Komitmen tersebut meliputi dua inisiatif utama: Intergovernmental Land Tenure Commitment (ILTC) dan pembaruan Forest and Land Tenure Pledge (FLTP). ILTC menjadi kesepakatan global pertama yang secara eksplisit menargetkan pengakuan 160 juta hektar lahan masyarakat adat, komunitas lokal, dan Afro-descendant di negara-negara berhutan tropis hingga 2030. Brasil, Peru, dan Norwegia ditunjuk sebagai negara pemimpin inisiatif ini, dengan Brasil berkontribusi 59 juta hektar pengakuan lahan dalam wilayahnya.
Menurut dokumen resmi yang dirilis oleh United Nations Office for Project Services (UNOPS), masyarakat adat dan komunitas lokal saat ini mengelola sekitar 40 persen dari ekosistem alami dunia, tetapi kurang dari separuhnya memiliki pengakuan hukum yang kuat. Di sisi lain, laporan World Resources Institute (WRI) menunjukkan bahwa wilayah hutan yang dikelola masyarakat adat memiliki tingkat deforestasi hingga 26 persen lebih rendah dibanding rata-rata kawasan lain.
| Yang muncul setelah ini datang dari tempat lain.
PR #591, opened 2026-07-16
fix(pipeline): decrement inflight metrics before write-failure guard

madhugoutham:
## Why is this PR needed?

After a persistence failure in `Drain()`, `firstErr` is set and `Receive()` is skipped for all remaining results. On the async path, `Receive()` at line 101-103 was the only place inflight gauges (`DecProcessorInflightRequests`, `DecModelInflightRequests`) and execution duration got decremented. After a write failure, remaining async results never decrement counters leak permanently.

## What does this PR do?

Moves the metrics decrement block from `Receive()` into `Drain()`, before the `firstErr` guard. This ensures counters are always cleaned up regardless of write success.

No behavioral change for the happy path same metrics, same timing, same values.

## How was this tested?

- [x] Unit test added: `TestResultCollector_DrainDecrementsMetricsAfterWriteFailure`
      (injects write failure, verifies all pending requests resolved)
- [x] Full test suite with race detector: 27/27 packages pass
- [x] Kind E2E: all tests pass
- [x] CKS GPU (Waldorf): 500/500 requests, Qwen2.5-7B on H200, 0 drops, 10s

## Checklist

### DIFF
--- a/internal/processor/pipeline/collector.go
+++ b/internal/processor/pipeline/collector.go
@@ -56,6 +56,11 @@ func (c *ResultCollector) Drain(ctx context.Context, resultCh <-chan ResultItem)
 		if !c.pending.Resolve(&msg) {
 			continue
 		}
+		if !msg.SubmittedAt.IsZero() {
+			metrics.DecProcessorInflightRequests()
+			metrics.DecModelInflightRequests(msg.ModelID)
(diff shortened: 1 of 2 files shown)


lioraron (approved):
Thanks!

Pendanaan senilai US$1,8 miliar yang diumumkan akan digunakan untuk memperkuat pengakuan hak lahan, memperbaiki tata kelola hutan, serta memastikan masyarakat adat mendapat akses langsung terhadap pembiayaan. UNOPS menyebut, inisiatif ini akan memperluas pendanaan tidak hanya pada hutan hujan, tetapi juga mencakup wilayah mangrove, sabana, dan ekosistem lain yang dikelola masyarakat lokal.
Namun, tantangan implementasi tetap besar. Berdasarkan evaluasi WRI, dari komitmen serupa yang diluncurkan sejak COP26, hanya sekitar 10 persen dana yang benar-benar sampai ke organisasi masyarakat adat di tingkat lokal. Hambatan hukum, proses birokrasi, dan lemahnya sistem pemantauan menjadi faktor utama keterlambatan realisasi pengakuan hak lahan di banyak negara.
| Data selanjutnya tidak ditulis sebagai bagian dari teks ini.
PR #617, opened 2026-07-23
feat(tls): add `--tls-min-version` and `--tls-cipher-suites` CLI flags to API server

vishbhat:
## Why is this PR needed?

The batch-gateway API server hardcodes `tls.VersionTLS12` as the minimum TLS version when TLS is enabled, with no cipher suite control and no ALPN (`NextProtos`). This means the server cannot honor the cluster TLS profile — if an administrator sets the profile to Modern or Custom, the batch-gateway ignores it. Per OCP TLS guidance, all TLS servers must respect the configurable cluster profile. The deploying operator needs a mechanism to project profile values into the batch-gateway at runtime.

## What does this PR do?

Adds `--tls-min-version` and `--tls-cipher-suites` CLI flags to the API server so the deploying operator can pass cluster TLS profile values as container args.

- **`--tls-min-version`**: Accepts `VersionTLS12` (default) or `VersionTLS13`. Empty string preserves the existing TLS 1.2 floor for backward compatibility.
- **`--tls-cipher-suites`**: Accepts a comma-separated list of secure cipher suite names (from `tls.CipherSuites()`). Rejects insecure suites explicitly. Empty string uses Go's default secure cipher list.
- Sets `NextProtos: ["h2", "http/1.1"]` for proper HTTP/2 ALPN negotiation when TLS is enabled.
- Warns and clears cipher suites when combined with TLS 1.3 (Go ignores `CipherSuites` for TLS 1.3 per spec).
- TLS flag validation only runs when SSL is enabled (`SSLCertFile` + `SSLKeyFile` provided), avoiding false errors or silent misconfiguration on plain-HTTP deployments.

## How was this tested?

## Checklist

### DIFF
--- a/internal/apiserver/common/config.go
+++ b/internal/apiserver/common/config.go
@@ -23,6 +23,7 @@ import (
 	"os"
 
 	sharedcfg "github.com/llm-d/llm-d-batch-gateway/internal/shared/config"
+	utls "github.com/llm-d/llm-d-batch-gateway/internal/util/tls"
 	"gopkg.in/yaml.v3"
 	"k8s.io/klog/v2"
 )
@@ -110,6 +111,8 @@ type ServerConfig struct {
 	ObservabilityPort string            `yaml:"observability_port"`
 	SSLCertFile       string            `yaml:"ssl_cert_file"`
 	SSLKeyFile        string            `yaml:"ssl_key_file"`
+	TLSMinVersion     string            `yaml:"-"`
+	TLSCipherSuites   string            `yaml:"-"`
 	InputHeaders      map[string]string `yaml:"input_headers"`
 
 	// HTTP server timeout configurations (in seconds)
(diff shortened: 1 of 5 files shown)


j-mok-dev (approved):
lgtm.
nit: `ParseMinVersion`/`ParseCipherSuites` are called both in `Validate()` and `Start()`. maybe we can store the parsed values in config during validation to avoid redundant parsing in Start(). not blocking.

vishbhat:
@j-mok-dev 
Good catch. My claude review flagged the same thing. The double-parse is intentional as a safety net: `Start()` can be called from tests that construct `ServerConfig` directly without going through `Load()` → `Validate()`. Since both calls only happen once at startup under `SSLEnabled()`, the cost is negligible. Either way is reasonable.

yizhaodev:
@vishbhat 
after quick glance, i don't see any changes in helm chart?
operator need to pass the new params via helm chart

vishbhat:
Duplicate of https://github.com/llm-d/llm-d-batch-gateway/pull/618/ , closing.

Para pemimpin inisiatif menegaskan, keberhasilan komitmen ini akan diukur dari hasil nyata, bukan sekadar jumlah dana yang dijanjikan. Pemerintah Brasil menegaskan akan mempercepat program demarkasi lahan adat sebagai bagian dari kebijakan iklim nasional, sementara Norwegia berkomitmen menjadi salah satu donor utama untuk memastikan pendanaan dapat diakses langsung oleh komunitas di lapangan.
Bagi Indonesia, komitmen global ini memiliki arti penting. Sebagai negara dengan hutan tropis luas dan populasi masyarakat adat yang besar, Indonesia menjadi salah satu penerima manfaat potensial. Pemerintah Indonesia telah menyatakan dukungan terhadap agenda pengakuan lahan dan menargetkan 1,4 juta hektar hutan adat diberikan status hukum pada 2030, sejalan dengan arah komitmen global tersebut.
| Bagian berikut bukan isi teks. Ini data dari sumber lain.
PR #621, opened 2026-07-26
refactor(demo): extract verify_dispatcher_runtime to common.sh

yizhaodev:
## What does this PR do?

- Move `verify_dispatcher_runtime` from `deploy-k8s.sh` to `common.sh`, parameterize it for reuse
- Consolidate Prometheus metric checks into the runtime verification function
- Rename `install_prometheus` → `install_prometheus_for_dispatcher` for clarity
- Add `--fake-metrics` to decode simulator so Prometheus verification finds data

## How was this tested?

### DIFF
--- a/examples/deploy-demo/deploy-k8s.sh
+++ b/examples/deploy-demo/deploy-k8s.sh
@@ -653,7 +653,7 @@ uninstall_llmd() {
 
 # ── Async Dispatcher (llm-d-async) ───────────────────────────────────────────
 
-install_prometheus() {
+install_prometheus_for_dispatcher() {
     local prom_name="prometheus"
 
     if kubectl get deployment "${prom_name}" -n "${LLM_NAMESPACE}" &>/dev/null; then
@@ -771,7 +771,7 @@ EOF
 deploy_dispatcher() {
     banner "Installing Async Dispatcher (llm-d-async)"
 
-    install_prometheus
+    install_prometheus_for_dispatcher
 
     # Reuse batch-internal-gateway: async-processor passes through the user's
     # Authorization header (captured at batch creation), so AuthPolicy works.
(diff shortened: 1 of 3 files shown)


examples/deploy-demo/llmd-sim/modelserver/decode-deployment.yaml
```diff
@@ -35,6 +35,8 @@ spec:
             - "random"
             - "--served-model-name"
             - "random"
+            - "--fake-metrics"
```
j-mok-dev, line 38: Enabling `--fake-metrics` here looks risky because the dispatcher's `prometheus-budget` gate reads these same metrics, but the demo flow never updates `/fake_metrics`. That means the simulator will keep reporting the static zero values from this JSON, so the gate can stop reflecting real backend load and stay effectively "open" under traffic.

examples/deploy-demo/deploy-k8s.sh
```diff
@@ -893,111 +893,13 @@ verify_dispatcher_config() {
         errors=$((errors + 1))
     fi
 
-    # 4. Prometheus has the metrics that prometheus-budget gate needs
```
j-mok-dev, line 896: This seems to move the Prometheus verification out of the install path and into `cmd_test()`. Does that mean `./deploy-k8s.sh install` no longer fails fast when the gate's required series are missing?

examples/deploy-demo/llmd-sim/modelserver/decode-deployment.yaml
yizhaodev: without --fake-metrics, simulator will not report metrics
i need to prove the whole flow is working with promethues-budget.

examples/deploy-demo/deploy-k8s.sh
yizhaodev: i need to verify the prometheus really able to collect metrics from epp/vllm
verfiy right after install may fail because scraping is not started yet.
so move to cmd_test for safer consideration

examples/deploy-demo/llmd-sim/modelserver/decode-deployment.yaml
j-mok-dev: Makes sense for scrape visibility. My concern is that in this demo we never mutate `/fake_metrics`, so the gate may end up reading a permanent zero signal.

examples/deploy-demo/deploy-k8s.sh
j-mok-dev: make sense. thanks for clarifying.

examples/deploy-demo/llmd-sim/modelserver/decode-deployment.yaml
yizhaodev: i understand. this is demo for setup, just want to verify the install command/config is correct

j-mok-dev (approved):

Kesepakatan ILTC dan FLTP di Belém menegaskan bahwa perubahan iklim tidak bisa dipisahkan dari isu keadilan sosial dan hak atas tanah. Hak lahan yang kuat, akses pendanaan yang adil, serta pelibatan masyarakat adat menjadi kunci menjaga hutan tropis yang tersisa. Target ambisius 160 juta hektar dan dana US$1,8 miliar kini menjadi ujian nyata apakah dunia benar-benar serius menjadikan hutan dan masyarakat penjaganya sebagai pusat solusi iklim global.